**Goal of the exercise**: Where the string "casefold" occurs in a line of the entries below, copy that line.

^^^^^^^^

PR #902, opened 2026-02-09
fix(jira): use ASCII transliteration for user lookup

brettfire:
## Summary
Use `unidecode` for ASCII transliteration in `_lookup_user_directly()` to handle display names with diacritics like Polish "ł" or German "ü".

## Problem

The `_lookup_user_directly` function uses string comparison to match users returned by the Jira API. When a user's display name contains Unicode characters (e.g., "Paweł Kowalczyk"), searching with ASCII approximations (e.g., "Pawel Kowalczyk") fails despite the API finding the correct user.

### Root Cause

The previous implementation used `casefold()` which only handles case normalization, not character transliteration:

```python
"Paweł".casefold()  # → "paweł" (ł preserved)
"Pawel".casefold()  # → "pawel"
# These don't match!
```

### Reproduction

```python
# API correctly returns the user with fuzzy matching
curl "https://INSTANCE.atlassian.net/rest/api/3/user/search?query=Pawel%20Kowalczyk"
# Returns: [{"displayName": "Paweł Kowalczyk", "accountId": "712020:..."}]

# But MCP tool fails because comparison fails
jira_get_user_profile(user_identifier="Pawel Kowalczyk")
# {"success": false, "error": "Could not determine how to look up user..."}

# Unicode name works
jira_get_user_profile(user_identifier="Paweł Kowalczyk")
# {"success": true, ...}
```

## Solution

Use `unidecode` library to transliterate Unicode to ASCII before comparison:

```python
from unidecode import unidecode

def normalize_text(text: str) -> str:
    if not text:
        return ""
    return unidecode(text).casefold()
```

This converts:
- Polish: ł → l, ó → o, ą → a
- German: ü → u, ö → o, ß → ss
- And many other character sets

## Changes

- Add `unidecode>=1.3.0` to dependencies
- Update `normalize_text()` in `jira/users.py` to use unidecode
- Existing tests pass, ASCII approximations now work

### DIFF
--- a/pyproject.toml
+++ b/pyproject.toml
@@ -27,6 +27,7 @@ dependencies = [
     "keyring>=25.6.0",
     "cachetools>=5.0.0",
     "types-cachetools>=5.5.0.20240820",
+    "unidecode>=1.3.0",
 ]
 [[project.authors]]
 name = "sooperset"
--- a/src/mcp_atlassian/jira/users.py
+++ b/src/mcp_atlassian/jira/users.py
@@ -2,7 +2,10 @@
 
 import logging
 import re
+import unicodedata
 from typing import TYPE_CHECKING, TypeVar
+
+from unidecode import unidecode
 
 import requests
 from requests.exceptions import HTTPError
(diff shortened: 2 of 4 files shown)


sooperset:
Thanks for the contribution! ASCII transliteration via unidecode for Unicode user lookup is a solid approach — properly handling names like Polish "ł" matching "l". Merged to main (rebased with type annotation fix).

PR #903, opened 2026-02-09
fix(jira): extract ORDER BY clause before adding project filter

brettfire:
## Summary

  Fix invalid JQL generation when combining `projects_filter` with queries containing `ORDER BY` clause.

^^^^^^^^

**Problem solution**:
The previous implementation used `casefold()` which only handles case normalization, not character transliteration:
"Paweł".casefold()  # → "paweł" (ł preserved)
"Pawel".casefold()  # → "pawel"
    return unidecode(text).casefold()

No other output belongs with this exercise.